Rappol
[Quiero romper una lanza, un escudo, dos chozas, tres baobabs y, quizá, rebanar un par de clitoris, por El Hijo de la Paqui. Aquel que alguna vez colaboró en la gloria de este equipo, precisamente, ante equipassos europedos entrenados por homosexuales: gracias Rodrygo. A veces veo que ustedes no pueden, precisamente, ver las señales que el Dios del Fúrgol nos está poniendo a todos delante. A veces, digo, siento que el espíritu del buen Custer —ese que ni siquiera él mismo conocía—, me invade como un escupitajo que cae fuera de su objetivo y que apenas impregna, como los ventiladores esos que echan agua en las terrazas de verano. Y en la noche custerizada o, más bien, en su pastiche lamentable; porque Custer siempre será Custer, enormes su batín, zapatillas y señora Colombo —ya casi no puedo recordar tal cúmulo de genialidades, artificios, luces y sombras—, sólo puedo aspirar a pedirles que crean. ¡Crean! ¡CREAN!
Adiós, Cyd, Hijo de Paqui, gloria te espere en las telenovelas, deseo]
El Socio
Sí, bueno, ¿no? Lo de Peloto ha sido uno de los romances más breves en la historia de las grandes promesas del banquillo madridista. Vino para dejar contentos a todos y ahí está, sin dejar contento a nadie, pero aaaa-migo, acumulando una cantidad de anécdotas que le dejarán la vida resuelta; ya estoy visualizando el libro que alguien le escribirá, dedicado a Dick Turpin y narrando sus dos etapas en el Madrid, con mordaces comentarios sobre la falta de competitividad de las nuevas generaciones, en contraste con la impecable ética de trabajo del ex lateral.

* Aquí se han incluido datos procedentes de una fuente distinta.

PR #1811, opened 2023-06-22
ui: use the default pickle version when dumping the state

### LINKED ISSUE #1243: We should bump our default pickle version from 2 to 4
We currently use in `sherpa.ui.utils.save`

```python
            pickle.dump(self, fout, 2)  # Use newer binary protocol
```

but the default version is now 4 (added in Python 3.4).

I think we should make `version` be an optional argument to `save`, have it default to 4, and then use that in the `dump` call. We don't need the equivalent in `load` since it is determined from the file contents.

Alternatively we could just drop the version field to `dump` and make it just use the default value (which could have long-term issues for users switching between Python/Sherpa versions over time).

DougBurke:
# Summary

Use the default version when pickling data (used by the UI `save` call) rather than an old version. Fix #1243

# Details

Rather than explicitly pick a version (which is now very old) use the default version (the old version was 2 and the current default version is 4). With changes to CIAO (package builds) it's not obvious how well the state file can move between versions anyway.

I have been wondering whether we should include some "state" files in out test data area which can be used to check we can still load them (e.g. updated when a new version is released) but maybe this is better done by SDS testing (as there's a lot of different things to test).

### DIFF
--- a/sherpa/ui/utils.py
+++ b/sherpa/ui/utils.py
@@ -1027,7 +1027,8 @@ class Session(NoNewAttributesAfterInit):
 
         fout = open(filename, 'wb')
         try:
-            pickle.dump(self, fout, 2)  # Use newer binary protocol
+            # Use the default version rather than fix a version
+            pickle.dump(self, fout)
         finally:
             fout.close()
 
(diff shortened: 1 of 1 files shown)


DougBurke:
This was an easy fix to do before I leave, and if we never get around to small changes like this when will we ever improve things!

hamogu (approved):
Yes, In understand the choice was made to keep things consistent, but I agree to move on. Diverging too far from the Python default will cause us extra work for little gain, so this is a good change.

En fin, por un motivo o por otro, nuestro nivel en este momento es bilisear contra el Celtic de Vigo, casi en vísperas de enfrentarnos a otro equipo celeste, el de la marica catalana. Eso sí, están salpicando el once muchos canteranos, en virtud del equipo de lisiados que nos dejó la planificación del Ser Superior; si alguno cuaja, se reintepretará esta parte de la historia haciendo ver que los malos tiempos fueron una bendición oculta, y a otra cosa. Lo gracioso es que el equipo medio tiene columna vertebral (Curtuá, Chumino y Meforré), el problema son las piezas faltantes. Por favor, que alguien se lo comunique a Flópor para que diga: «¡esto lo arreglo yo con ocho fichajes!» (y luego se le olvide la idea tras ver la cuentas y comprobar que ya son las nueve y media, hora de acostarse).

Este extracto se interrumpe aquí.